S’agissant des organisateurs, les infractions sont systématiquement relevées et des poursuites pénales sont systématiquement mises en œuvre.
Des contrôles constestés
La Direction Départementale de la Sécurité Publique met donc les bouchées doubles sur les contrôles liés aux infractions des restrictions sanitaires. Mais est-ce légal ? Certains juristes se sont exprimés dans un article sur le site PublicSénat.fr .
" Il y a des recommandations de ne pas être plus de six, mais pas d’interdiction », souligne Jean-Philippe Derosier, professeur de droit public à l’université de Lille dans cet article.
« Il n’y a pas de limite de personne. On peut être 60 dans un appartement de 20 m2. C’est déconseillé pour plein de raisons, mais ce n’est pas illégal » confirme Evan Raschel, professeur de droit pénal à l’université de Clermont-Auvergne.
Conséquence : les policiers n’ont tout simplement pas le droit de venir chez vous, comme bon leur semble.
« Une des libertés fondamentales, c’est le respect de la vie privée qui est garanti par la Constitution et l’article 9 du Code civil. C’est l’une des bases de l’Etat de droit, sinon n’importe quel policier rentrerait chez vous. On ne serait plus du tout en Etat de droit », indique Maître Avner Doukhan, avocat au barreau de Paris, dans le même article.
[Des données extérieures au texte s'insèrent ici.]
PR #1320, opened 2020-06-24
[misc] Fix compilation warning

k-ye:
Related issue = #1304

----


k-ye:
I believe the CI just went flaky for this PR... Merging

xumingkuan:
So implicitly calling functions inherited from the base class will cause a warning when compiled by clang in Linux?

k-ye:
> So implicitly calling functions inherited from the base class will cause a warning when compiled by clang in Linux?

`clang` (the default compiler on Mac) seems to have a slightly different C++ name lookup rules from `gcc`. See https://stackoverflow.com/a/6727196/12003165

PR #2191, opened 2021-02-25
[test] [opengl] Avoid floor division cornor cases by adjusting test data

BillXu2000:
Three python tests related to floor division in test_element_wise.py fail on my laptop under OpenGL (Ubuntu 20.04, AMD Ryzen 7 3700U with Radeon Vega Mobile Gfx).
In these tests, 3 / 3 gives 0.99999997 and 3 // 3 gives 0.
The difference between 0.99999997 and 1 is acceptable when doing float divisions, but the floor operation makes the answer totally wrong and makes these three tests fail on my laptop. (3 // 3 should be 1 instead of 0)


yuanming-hu (approved):
Awesome, LGTM!

PR #2199, opened 2021-03-03
[ir] [transforms] Added assertion that indices won't cause overflow under debug mode

Leonz5288:
Related issue = #2146

With large indices such as variable[300][300][300][300], when performing IR transform and simplifying this to an integer, this integer will overflow to negative number, which would cause SegFault. I added assertion to IR under debug mode which would assert that the simplified index must NOT be less than 0. One test is provided named "test_indices_assert.py".

For modification in docs, there is one typo that added an 's' after 'exclude'. I simply deleted this 's'.
@k-ye 

----


taichi/transforms/simplify.cpp
```diff
@@ -275,8 +275,24 @@ class BasicBlockSimplify : public IRVisitor {
...
     }
-    stmt->replace_with(sum.get());
-    stmt->insert_before_me(std::move(sum));
+    // Compare the result with 0 to make sure no overflow occurs under Debug Mode.
+    bool debug = stmt->get_kernel()->program.config.debug;
+    if (debug) {
+      auto zero = Stmt::make<ConstStmt>(LaneAttribute<TypedConstant>(0));
+      auto check_sum = Stmt::make<BinaryOpStmt>(BinaryOpType::cmp_ge, sum.get(), zero.get());
+      auto assert = Stmt::make<AssertStmt>(check_sum.get(), "The indices provided are too big!", std::vector<Stmt *>());
+      auto select = Stmt::make<TernaryOpStmt>(TernaryOpType::select, check_sum.get(), sum.get(), zero.get());
```
k-ye, line 284: Let's add this comment to explain why we need `select`:

Because Taichi's assertion is checked only after the execution of the whole kernel, when the linear index overflows and goes negative, we have to replace that with 0 to make sure that the rest of the kernel can still complete. Otherwise, Taichi would crash due to the illegal memory address.

tests/python/test_indices_assert.py
```diff
@@ -0,0 +1,15 @@
+import taichi as ti
+import pytest
+
+@ti.test(debug=True, gdb_trigger=False, exclude=[ti.metal])
```
k-ye, line 4: Let's just make sure it runs on CPU for now.

```suggestion
@ti.test(debug=True, gdb_trigger=False, arch=[ti.cpu])
```

tests/python/test_indices_assert.py
```diff
@@ -0,0 +1,15 @@
...
+def test_indices_assert():
+    
+    overflow = ti.field(int, (334, 334, 334, 2*10))
```
k-ye, line 7: I saw the CI failed because of `std::bad_alloc`. Maybe create a smaller `field`, since the assertion you added doesn't care about the actual size of the field.

k-ye (commented):
Thanks for the fix!

k-ye (approved):
LGTM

" On ne peut pas sanctionner le fait d’être à 30 dans un appartement ", rappellent les juristes, sauf pour tapage nocturne ou non-respect du couvre-feu, s’il est bien constaté. La mise en danger de la vie d’autrui « ne tient pas » non plus sur le plan du droit," conclut le journaliste François Vignal.
Un besoin de convivialité et de liberté
Ces rassemblements festifs traduisent un besoin de se retrouver socialement, de rompre l'isolement, de se réunir en famille et entre amis. Et cela augmente dans les cabinets des thérapeutes.
" Je vois les tensions monter. La solitude et le manque de contacts créent des tensions qu'il faut évacuer. Si on n'évacue pas ces tensions, cela risque de se retourner contre soi, avec des dépressions voire des suicides. Ou de se retourner contre les autres par la violence. " analyse Jacque Lucas, psychothérapeute. "Faire la fête est un très bon moyen d'évacuer ce mal-être. Se rassembler est un besoin indispensable et salvateur. Sans cela, on est seul et sans soutien, face à soi et au vide. Les gens devraient pouvoir se rassembler dans un cadre de protection."
Depuis un an, l'association SOS Amitiés Montpellier enregistre une très forte hausse d'appels de détresse liés à l'isolement.
" La solitude est la principale cause des personnes qui nous appellent. Depuis un an, cette solitude s'est renforcée. Nous avons beaucoup de familles monoparentales, de personnes âgées qui ne voient personne pendant une semaine ou plus" explique Gérard Villard de SOS Amitiés 34.
Selon une enquête de l'IFOP (Institut français d'opinion publique), un Français sur cinq dit avoir souffert de solitude en 2020. Un chiffre en hausse de 5 points par rapport à 2018.